Oh sure there was simplistic Simon doing the standard hagiographical arse-licking and he scored all the glory in the tree killer edition too ...


 

 

How relieved "Ned" must be to see his criminal enterprise still taking money from Clive in a way that can only be described as morally criminal... but no, enough of all the usual reptile nonsense, because the pond was heart-broken, shattered, and unnerved by the bromancer's sorry tale of woe, down there with the Ancient Mariner as he stoppeth the pond for a chat ...



 

Twilight's last gleaming...

Now please bear with the pond. The reptiles decided to fill the bromancer piece with click bait videos and snaps right up the wazoo, and the pond didn't attempt to fumigate or disinfect the piece, but let them sit, as being indicative of the reptile state of mind ... reptiles last gleaming, so to speak ...




Oh dear, it all became clear. The bromancer has been listening to Malware, and like most village idiots, comes away with an intense belief in the last thing he heard. 

As if Malware could be right, when the bromancer himself admits that Scotty from marketing scored an immense diplomatic triumph ... you know, alienating the French, getting the Indonesians and the Malaysians over-excited and ... say what?



Note how the reptiles slipped in a click bait video starring Mark Latham, wanting to nuke the country.

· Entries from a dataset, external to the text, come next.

PR #48, opened 2017-07-21
logging: Add ability to deduplicate log messages

ekimekim:
Motivating example is to not excessively log the same http 4xx code over and over from the same ip,
as this doesn't add info and bloats our log volume.

This requires some abuse of logrus to work, but we do this via a formatter which can either emit the original message,
or the empty string to log no message (this is harmless). Later, a seperate goroutine will emit a new log
that logs the original log and how many times it occurred.

We always log the first time we see a given message, then start a timer. If we see the message again at least once in that
time frame, we log at the end of the time frame how many times.
Note this means we can say "repeated once", which is a little confusing but preferable to displaying the original message
unchanged but time delayed, which can be very misleading as there's no indication of the time delay.

Fixes https://github.com/weaveworks/service-conf/issues/968

### DIFF
--- a/logging/logging.go
+++ b/logging/logging.go
@@ -5,11 +5,17 @@ import (
 	"fmt"
 	"os"
 	"strings"
+	"sync"
+	"time"
 
 	"golang.org/x/net/context"
 
 	log "github.com/Sirupsen/logrus"
 	"github.com/weaveworks/common/user"
+)
+
+const (
+	defaultDedupeInterval = time.Minute
 )
 
 // Setup configures logging output to stderr, sets the log level and sets the formatter.
@@ -24,6 +30,39 @@ func Setup(logLevel string) error {
 	return nil
 }
 
+// SetupDeduplication should be performed after any other logging setup.
+// For all logs less severe or equal to the given log level (but still higher than the logger's configured log level),
+// these logs will be 'deduplicated'. What this means is that, excluding certain special fields like time, multiple
+// identical log entries will be grouped up and a summary message emitted.
+// For example, instead of:
+//     00:00:00 INFO User 123 did xyz
+//     00:00:10 INFO User 123 did xyz
+//     00:00:25 INFO User 123 did xyz
+//     00:00:55 INFO User 123 did xyz
+// you would get:
+//     00:00:00 INFO User 123 did xyz
+//     00:01:00 INFO Repeated 3 times: User 123 did xyz
+// The interval argument controls how long to wait for additional messages to arrive before reporting.
+// Increase it to deduplicate more aggressively, decrease it to lower latency from a log occurring to it appearing.
+// Set it to 0 to pick a sensible default value (recommended).
+// NOTE: For simplicity and efficiency, fields are considered 'equal' if and only if their string representations (%v) are equal.
+func SetupDeduplication(logLevel string, interval time.Duration) error {
+	dedupeLevel, err := log.ParseLevel(logLevel)
+	if err != nil {
+		return fmt.Errorf("Error parsing log level: %v", err)
+	}
+	if interval <= 0 {
+		interval = defaultDedupeInterval
+	}
+
+	// We use a special Formatter to either format the log using the original formatter, or to return ""
+	// so nothing will be written for that event. The repeated entries are later logged along with a field flag
+	// that tells the formatter to ignore the message.
+	stdLogger := log.StandardLogger()
+	stdLogger.Formatter = newDedupeFormatter(stdLogger.Formatter, dedupeLevel, interval)
+	return nil
+}
+
 type textFormatter struct{}
 
 // Based off logrus.TextFormatter, which behaves completely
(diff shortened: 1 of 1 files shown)


ekimekim:
Fixes https://github.com/weaveworks/service-conf/issues/968

logging/logging.go
```diff
@@ -5,13 +5,19 @@ import (
...
+	"time"
 
 	"golang.org/x/net/context"
 
 	log "github.com/Sirupsen/logrus"
 	"github.com/weaveworks/common/user"
 )
 
+const (
+	DEFAULT_DEDUPE_INTERVAL = time.Minute
```
jml: ./logging/logging.go:18:2: don't use ALL_CAPS in Go names; use CamelCase
./logging/logging.go:18:2: exported const DEFAULT_DEDUPE_INTERVAL should have comment (or a comment on this block) or be unexported

logging/logging.go
```diff
@@ -55,3 +92,94 @@ func (f *textFormatter) Format(entry *log.Entry) ([]byte, error) {
...
+		return true
+	}
+	key := fmt.Sprintf("%s %s", entry.Message, fieldsToString(entry.Data))
+	f.lock.Lock()
+	defer f.lock.Unlock()
+	if ec, ok := f.seen[key]; ok {
+		// already seen, increment count and do not log
+		ec.count++
+		f.seen[key] = ec
+		return false
```
jml: ./logging/logging.go:143:9: if block ends with a return statement, so drop this else and outdent its block (move short variable declaration to its own line if necessary)

logging/logging.go
```diff
@@ -24,6 +30,39 @@ func Setup(logLevel string) error {
...
+//     00:00:00 INFO User 123 did xyz
+//     00:00:10 INFO User 123 did xyz
+//     00:00:25 INFO User 123 did xyz
+//     00:00:55 INFO User 123 did xyz
+// you would get:
+//     00:00:00 INFO User 123 did xyz
+//     00:01:00 INFO Repeated 3 times: User 123 did xyz
+// The interval argument controls how many seconds to wait for additional messages to arrive before reporting.
+// Increase it to deduplicate more aggressively, decrease it to lower latency from a log occurring to it appearing.
+// Set it to 0 to pick a sensible default value (reccomended).
```
jml: ./logging/logging.go:47:49: "reccomended" is a misspelling of "recommended"

logging/logging.go
```diff
@@ -24,6 +30,39 @@ func Setup(logLevel string) error {
...
+// identical log entries will be grouped up and a summary message emitted.
+// For example, instead of:
+//     00:00:00 INFO User 123 did xyz
+//     00:00:10 INFO User 123 did xyz
+//     00:00:25 INFO User 123 did xyz
+//     00:00:55 INFO User 123 did xyz
+// you would get:
+//     00:00:00 INFO User 123 did xyz
+//     00:01:00 INFO Repeated 3 times: User 123 did xyz
+// The interval argument controls how many seconds to wait for additional messages to arrive before reporting.
```
jml: s/many seconds/long/

Because it's a `Duration` type, exact time unit doesn't matter.

logging/logging.go
```diff
@@ -24,6 +30,39 @@ func Setup(logLevel string) error {
...
+		return fmt.Errorf("Error parsing log level: %v", err)
+	}
+	if interval <= 0 {
+		interval = DEFAULT_DEDUPE_INTERVAL
+	}
+
+	// We use a special Formatter to either format the log using the original formatter, or to return ""
+	// so nothing will be written for that event. The repeated entries are later logged along with a field flag
+	// that tells the formatter to ignore the message.
+	stdLogger := log.StandardLogger()
```
jml: How does this work? If you're assigning with `:=`, then aren't you just creating a local variable called `stdLogger`? How does this propagate to the rest of the system?

ekimekim: `log.StandardLogger` returns a `*Logger`, ie. a pointer.

jml: Ahhh, gotcha.

leth:
IIRC the motivator for this was the 429 logs coming from cortex.
We've since [added the series name to the log](https://github.com/weaveworks/cortex/pull/515)
Would each different series log message be throttled separately?
Would that mean that this doesn't help with the 429s?

ekimekim:
Yes, this would mean each series is still logged, though if the same series were logged more than once per minute it would still help. We could:
* Increase the dedup interval in authfe so that the same series won't be logged again for, say, 10 minutes instead of 1. That's probably a larger latency than I'm comfortable with, however.
* Add some functionality to specify 'fields to ignore' in the dedup, though that massively complicates things and could result in surprising behaviour, and we'd still need to refactor the logs in question to only include the series in the field data and NOT the message, since we really do need to discriminate on the message text.

ekimekim:
@jml PTAL, and what are your thoughts on https://github.com/weaveworks/common/pull/48#issuecomment-318085020?

jml:
> what are your thoughts on #48 (comment)?

First, that merging this PR as-is is an incremental improvement so we should just do it.

I think @ekimekim's analysis is spot on.

The recent change adds both the series name (e.g. `http_request_duration_seconds`) and the full metric label set (e.g. `http_request_duration_seconds{path="/foo/bar",method="get"}`) in the log. The latter was extremely useful in diagnosing the client-side issue and communicating that to the customer, but I only really needed a couple of examples.

I'd be happy to refactor the logging code in Cortex to work with whatever we decide.

I wonder if we can get away with something simpler than a 'fields to ignore' that massively complicates things, e.g.

* a whitelist of fields to respect, rather than a blacklist of things to ignore. Sure, this will cause us to miss some things, but we can iterate as we discover them.
* a convention such that fields beginning with `_` get ignored (I like this less, because it's harder to explain for open source projects like Cortex, but maybe it could be a thing)

jml:
Does that help at all?

ekimekim:
> The latter was extremely useful in diagnosing the client-side issue and communicating that to the customer, but I only really needed a couple of examples.

Sounds like a good use case for a DEBUG level log instead of an INFO, surely?

As an aside, do we have the capability to, say, log at DEBUG at the service but only forward INFO and above to loggly? Then we could still get debug logs with kubectl if needed.

Anyway, merging this.

PR #60, opened 2017-09-20
Add LogContext middleware to inject org/user id

rndstr:
We want to inject the organizationID and userID from named url path parameters in multiple places which this middleware helps with.

Not sure about the naming... open to alternatives.


leth:
In other places we've sent the UserID and OrgID as HTTP headers, any reason for the departure?

rndstr:
@leth good point, I've seen both. Who is adding these HTTP headers? Clients? Authfe? And is there a middleware to extract it into the request context?

leth:
Fairly sure it's authfe; though the middleware lives in the users directory: https://github.com/weaveworks/service/blob/master/users/client/middleware.go

jml:
Sometimes in other clients directly too: https://github.com/weaveworks/cortex/blob/master/pkg/ruler/ruler.go#L223

middleware/logging.go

It has three fifths of fuck all to do with the bromancer's gloom, but you have to admire the reptile cunning ... and so it seemed only fair in response to slip in a cartoon celebrating the bromancer's decline into terminal depression ...



 

Now on with more snaps and click bait videos - rendered harmless of course by screen caps - as the bromancer keeps on with his terminal decline into futility and abject pointlessness ...


 

 

A sick joke, a three card trick, frankly batshit crazy quality? By golly, too much time in the company of Malware and Scotty from marketing, and you really do need your meds ...

 



 

Dear long absent lord in heaven? Why have you forsaken the bromancer and left him with Scotty from marketing, speaking in tongues to an imaginary friend?

Well at the end of this long depressive spiral into mindless gloom, the reptiles tried to lift the bromancer's spirits with the snap of a sub.  It's a bit like that scene in Godard's Les Carabiniers, where the soldiers return home with an ample supply of postcards, testament to their war loot ...

 




Of course in the film the war loot isn't real, it's just full of semiotic signs and meanings and significations and a Jean Renoir joke, but the pond digresses ... because as well as a golden coach, there was also an air ship,  surely in celebration of the subs that might not be ... 

Please, reptile,s console the bromancer with the sub, the ancient museum piece,  that will save us all ...




Grand announcements, a grand shamble, and a snap of a museum piece, and that's all there is my friends, that's all there is ...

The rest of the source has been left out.